Die allgemeine Problematik medizinischer Studien wurde bei ASS besonders deutlich, als auch karzinomhemmende Wirkungen von Darm- und Bauchspeicheldrüsenkrebs bekannt wurden, wobei es in neuerer Zeit zu ganz unterschiedlichen Ergebnissen kam. So wurde z.B. 2004 in einer Studie mit 88.000 Teilnehmerinnen (Nurses’ Health Study, 1976 begonnen) ein ungünstiger Zusammenhang zwischen langjähriger Aspirineinnahme und Bauchspeicheldrüsenkarzinom bekannt, obwohl kurz zuvor in der Iowa Women’s Health Study (mit 28.000 Teilnehmerinen) gezeigt wurde, dass die regelmäßige Einnahme von Aspirin vor Bauchspeicheldrüsenkrebs schützt. Die American Cancer Society zeigte dann mit insgesamt 987.590 Teilnehmern, dass ASS weder einen schützenden, noch fördernden Einfluss hinsichtlich des Bauchspeichelkarzinoms hat, andererseits wird 2004 im „Journal of National Cancer Institute“ vor Aspirin gewarnt, es könne die Schleimhäute des Darms schädigen und dadurch Krebs auslösen (2), ähnlich warnt hier auch die Gastroenterologin Dr.

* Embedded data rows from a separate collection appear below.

PR #2454, opened 2018-07-23
Improve test dependency acquisition

keithc-ca:
If a file exists, verify its SHA before skipping the download step: issue https://github.com/eclipse/openj9/issues/2440


llxia:
Tested in AdoptOpenJDK:
https://ci.adoptopenjdk.net/view/work%20in%20progress/job/Grinder/76/

llxia:
jenkins test sanity xlinux,win jdk10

Neena S. Abraham am Michael E. DeBakey V.A. Medical Center 2010 in einem Artikel in der New York Times:

 

„Es ist wichtig, daran zu denken, dass alle NSAPs (Nichtsteroidale Antirheumatika) – darunter auch verschreibungsfreies Aspirin – die Fähigkeit besitzen, Gewebe im Verdauungssystem zu beschädigen. Diese Schäden können überall auftreten – vom Mund bis zum Anus. […] Aspirin ist kein Nahrungsergänzungsmittel – es ist ein Medikament, welches Risiken birgt und Nebenwirkungen aufweist“

 

 

In „Die Welt online“ v. 8.12.2012 wird dagegen berichtet, dass britische Forscher um Peter Rothwel der Universität Oxford in einer Metastudie gefunden haben, dass zahlreichen Krebsformen (Darmkrebs, Bauchspeicheldrüsenkarzinom und Prostatakrebs - sofern dieser nicht bei Rauchern auftritt) mit ASS vorgebeugt werden kann (3).

 

Jeder, der wie der Autor dieses kleinen Übersichtsbeitrags über 40 Jahre in der Pharmaforschung gearbeitet hat, kennt die Problematik selbst großangelegter Studien. Besondere Vorsicht ist jedoch bei den oft zitierten Metaanalysen (oft nicht ganz richtig „Metastudien“ genannt) angebracht, in welchen eine Zusammenfassung vieler Primär-Studien mit den Methoden der analytischen Statistik zu Metadaten versucht wird.

 

Sowohl hinsichtlich der Prophylaxe zur Vorbeugung von Herzinfarkten, als auch bezüglich der Karzinomprophylaxe sind vermutlich weitere Studien erforderlich. Da ASS auch bei peripheren Durchblutungsstörungen eingesetzt wird, sprechen neuere Daten dafür , dass für diese Indikation ASS dem etwas wirksameren Clopidrogel (auch wegen des höheren Preises von Clopidrogel) vorgezogen werden kann.

 

Bei allen Studien muss die Dosierung von ASS stärker untersucht werden. So geht u.a. aus der obengenannten „Nurses’ Health Study“ hervor, dass bei Frauen die 14 g (!) ASS pro Woche genommen hatten, ein um 86 % höheres Krebsrisiko besteht.

 

Zusammenfassung: Die eingangs gestellte Frage, nämlich ob die tägliche Einnahme kleiner Mengen von Aspirin vor Herzinfarkt schützt, kann derzeit daher nur so beantwortet werden, dass eine solche Prophylaxe nur bei PatientInnen mit bereits bekannten Risikofaktoren wie erhöhtem Blutdruck und zugleich erhöhten Lipidwerten (LDL-Cholesterin und Trigyceridwerte) oder bei Patienten mit bereits eingesetzten Stents (4) und (5) empfohlen werden sollte.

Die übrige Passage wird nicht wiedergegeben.